Work to complete
Only the lines from the top of the data through the line containing "Maybe we should harmonize" should be duplicated, exactly as they appear.

Dataset records
----------------------------------------

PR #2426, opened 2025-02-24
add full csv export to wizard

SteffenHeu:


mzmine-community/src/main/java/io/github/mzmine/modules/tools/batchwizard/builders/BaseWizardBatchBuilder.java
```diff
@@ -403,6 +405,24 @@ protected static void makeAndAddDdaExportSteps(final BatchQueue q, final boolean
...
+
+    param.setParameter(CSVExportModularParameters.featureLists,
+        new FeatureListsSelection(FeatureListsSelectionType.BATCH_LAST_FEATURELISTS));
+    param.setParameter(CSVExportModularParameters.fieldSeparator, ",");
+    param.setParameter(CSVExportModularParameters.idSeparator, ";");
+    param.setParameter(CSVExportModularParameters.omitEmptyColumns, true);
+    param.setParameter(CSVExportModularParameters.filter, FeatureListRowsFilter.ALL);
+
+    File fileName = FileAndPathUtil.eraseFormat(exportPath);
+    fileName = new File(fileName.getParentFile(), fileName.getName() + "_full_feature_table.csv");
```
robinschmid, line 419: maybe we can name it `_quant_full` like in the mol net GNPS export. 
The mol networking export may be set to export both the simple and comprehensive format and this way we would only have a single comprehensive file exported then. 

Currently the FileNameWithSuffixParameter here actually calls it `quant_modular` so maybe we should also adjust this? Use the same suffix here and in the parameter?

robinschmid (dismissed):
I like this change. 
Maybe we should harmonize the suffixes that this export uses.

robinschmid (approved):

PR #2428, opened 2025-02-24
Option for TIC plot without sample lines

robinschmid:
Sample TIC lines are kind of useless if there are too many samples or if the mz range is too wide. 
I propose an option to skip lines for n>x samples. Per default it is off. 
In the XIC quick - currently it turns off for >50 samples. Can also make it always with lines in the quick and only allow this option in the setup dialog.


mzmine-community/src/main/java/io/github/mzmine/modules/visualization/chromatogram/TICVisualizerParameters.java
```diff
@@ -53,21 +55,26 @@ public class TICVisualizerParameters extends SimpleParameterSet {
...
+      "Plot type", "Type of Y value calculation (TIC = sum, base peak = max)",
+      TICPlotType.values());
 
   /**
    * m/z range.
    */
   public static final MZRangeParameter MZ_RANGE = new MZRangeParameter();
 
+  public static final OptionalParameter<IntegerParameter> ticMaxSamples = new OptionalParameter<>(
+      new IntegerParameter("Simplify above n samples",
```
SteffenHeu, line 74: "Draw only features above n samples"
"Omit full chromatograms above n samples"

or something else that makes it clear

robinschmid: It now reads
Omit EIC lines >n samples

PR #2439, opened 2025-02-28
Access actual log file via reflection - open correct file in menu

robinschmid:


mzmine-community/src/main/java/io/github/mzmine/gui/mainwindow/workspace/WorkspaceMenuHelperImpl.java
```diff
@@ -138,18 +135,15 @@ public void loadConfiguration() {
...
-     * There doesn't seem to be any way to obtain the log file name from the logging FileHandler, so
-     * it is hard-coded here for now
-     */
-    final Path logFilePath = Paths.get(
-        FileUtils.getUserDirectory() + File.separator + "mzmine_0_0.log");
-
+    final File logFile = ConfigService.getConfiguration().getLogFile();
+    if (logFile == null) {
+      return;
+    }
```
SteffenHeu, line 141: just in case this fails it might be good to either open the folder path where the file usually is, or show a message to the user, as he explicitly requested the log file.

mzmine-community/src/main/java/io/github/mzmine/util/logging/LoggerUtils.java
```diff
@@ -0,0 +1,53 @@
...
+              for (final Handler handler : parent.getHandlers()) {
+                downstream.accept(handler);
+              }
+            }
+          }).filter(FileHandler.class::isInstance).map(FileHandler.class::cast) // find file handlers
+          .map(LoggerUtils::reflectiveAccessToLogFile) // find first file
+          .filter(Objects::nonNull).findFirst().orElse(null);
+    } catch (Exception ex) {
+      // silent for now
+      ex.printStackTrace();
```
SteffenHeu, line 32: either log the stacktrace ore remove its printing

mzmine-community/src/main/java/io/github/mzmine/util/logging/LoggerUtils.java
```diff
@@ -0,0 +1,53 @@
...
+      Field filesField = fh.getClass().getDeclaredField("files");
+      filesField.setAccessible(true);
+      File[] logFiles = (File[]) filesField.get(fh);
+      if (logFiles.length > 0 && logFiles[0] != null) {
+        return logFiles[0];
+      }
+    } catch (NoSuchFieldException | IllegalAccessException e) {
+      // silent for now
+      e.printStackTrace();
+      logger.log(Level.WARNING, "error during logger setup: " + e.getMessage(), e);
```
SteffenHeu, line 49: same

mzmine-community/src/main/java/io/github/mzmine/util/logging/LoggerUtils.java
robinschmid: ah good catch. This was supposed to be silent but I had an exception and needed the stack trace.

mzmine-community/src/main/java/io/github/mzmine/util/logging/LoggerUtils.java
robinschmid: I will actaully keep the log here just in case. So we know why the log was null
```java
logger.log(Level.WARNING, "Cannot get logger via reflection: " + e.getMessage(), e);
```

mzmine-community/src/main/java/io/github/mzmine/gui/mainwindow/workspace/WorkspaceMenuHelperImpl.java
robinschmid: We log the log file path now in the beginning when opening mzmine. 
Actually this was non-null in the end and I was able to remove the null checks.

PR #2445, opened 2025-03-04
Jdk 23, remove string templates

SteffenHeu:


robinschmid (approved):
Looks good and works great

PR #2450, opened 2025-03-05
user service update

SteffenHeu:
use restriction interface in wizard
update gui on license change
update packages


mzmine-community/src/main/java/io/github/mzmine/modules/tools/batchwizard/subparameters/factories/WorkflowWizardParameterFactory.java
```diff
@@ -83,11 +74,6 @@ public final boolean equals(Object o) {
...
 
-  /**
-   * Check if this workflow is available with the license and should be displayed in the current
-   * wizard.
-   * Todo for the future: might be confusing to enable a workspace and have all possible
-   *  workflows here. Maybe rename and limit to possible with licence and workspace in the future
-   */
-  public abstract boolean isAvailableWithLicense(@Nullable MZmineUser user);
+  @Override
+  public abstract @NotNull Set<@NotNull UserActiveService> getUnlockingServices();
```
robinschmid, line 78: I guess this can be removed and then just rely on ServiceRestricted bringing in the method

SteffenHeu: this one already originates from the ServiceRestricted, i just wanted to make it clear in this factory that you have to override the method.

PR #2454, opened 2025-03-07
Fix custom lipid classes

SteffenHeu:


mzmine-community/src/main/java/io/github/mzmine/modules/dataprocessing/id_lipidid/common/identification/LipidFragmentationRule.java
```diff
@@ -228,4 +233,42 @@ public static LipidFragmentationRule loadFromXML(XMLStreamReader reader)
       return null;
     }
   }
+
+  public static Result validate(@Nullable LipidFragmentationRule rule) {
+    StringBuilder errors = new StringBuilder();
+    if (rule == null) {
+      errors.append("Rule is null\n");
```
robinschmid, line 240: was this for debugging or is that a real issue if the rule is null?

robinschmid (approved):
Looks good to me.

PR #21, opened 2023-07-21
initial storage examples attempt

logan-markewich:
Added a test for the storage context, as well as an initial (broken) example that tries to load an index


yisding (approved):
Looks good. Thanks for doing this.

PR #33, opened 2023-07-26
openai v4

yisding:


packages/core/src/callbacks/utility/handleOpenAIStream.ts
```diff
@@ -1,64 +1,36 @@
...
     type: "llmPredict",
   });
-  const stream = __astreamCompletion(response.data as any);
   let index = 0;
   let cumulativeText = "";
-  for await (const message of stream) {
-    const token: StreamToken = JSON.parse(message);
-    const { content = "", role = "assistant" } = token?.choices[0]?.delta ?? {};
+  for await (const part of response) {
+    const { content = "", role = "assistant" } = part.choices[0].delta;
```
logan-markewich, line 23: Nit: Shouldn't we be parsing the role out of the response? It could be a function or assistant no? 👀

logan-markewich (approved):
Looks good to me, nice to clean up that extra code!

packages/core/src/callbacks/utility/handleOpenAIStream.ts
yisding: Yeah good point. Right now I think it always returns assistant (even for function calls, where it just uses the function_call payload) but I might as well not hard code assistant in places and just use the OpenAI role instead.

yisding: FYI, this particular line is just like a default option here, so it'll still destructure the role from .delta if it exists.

----------------------------------------

Exercise response
PR #2426, opened 2025-02-24
add full csv export to wizard

SteffenHeu:


mzmine-community/src/main/java/io/github/mzmine/modules/tools/batchwizard/builders/BaseWizardBatchBuilder.java
```diff
@@ -403,6 +405,24 @@ protected static void makeAndAddDdaExportSteps(final BatchQueue q, final boolean
...
+
+    param.setParameter(CSVExportModularParameters.featureLists,
+        new FeatureListsSelection(FeatureListsSelectionType.BATCH_LAST_FEATURELISTS));
+    param.setParameter(CSVExportModularParameters.fieldSeparator, ",");
+    param.setParameter(CSVExportModularParameters.idSeparator, ";");
+    param.setParameter(CSVExportModularParameters.omitEmptyColumns, true);
+    param.setParameter(CSVExportModularParameters.filter, FeatureListRowsFilter.ALL);
+
+    File fileName = FileAndPathUtil.eraseFormat(exportPath);
+    fileName = new File(fileName.getParentFile(), fileName.getName() + "_full_feature_table.csv");
```
robinschmid, line 419: maybe we can name it `_quant_full` like in the mol net GNPS export. 
The mol networking export may be set to export both the simple and comprehensive format and this way we would only have a single comprehensive file exported then. 

Currently the FileNameWithSuffixParameter here actually calls it `quant_modular` so maybe we should also adjust this? Use the same suffix here and in the parameter?

robinschmid (dismissed):
I like this change. 
Maybe we should harmonize the suffixes that this export uses.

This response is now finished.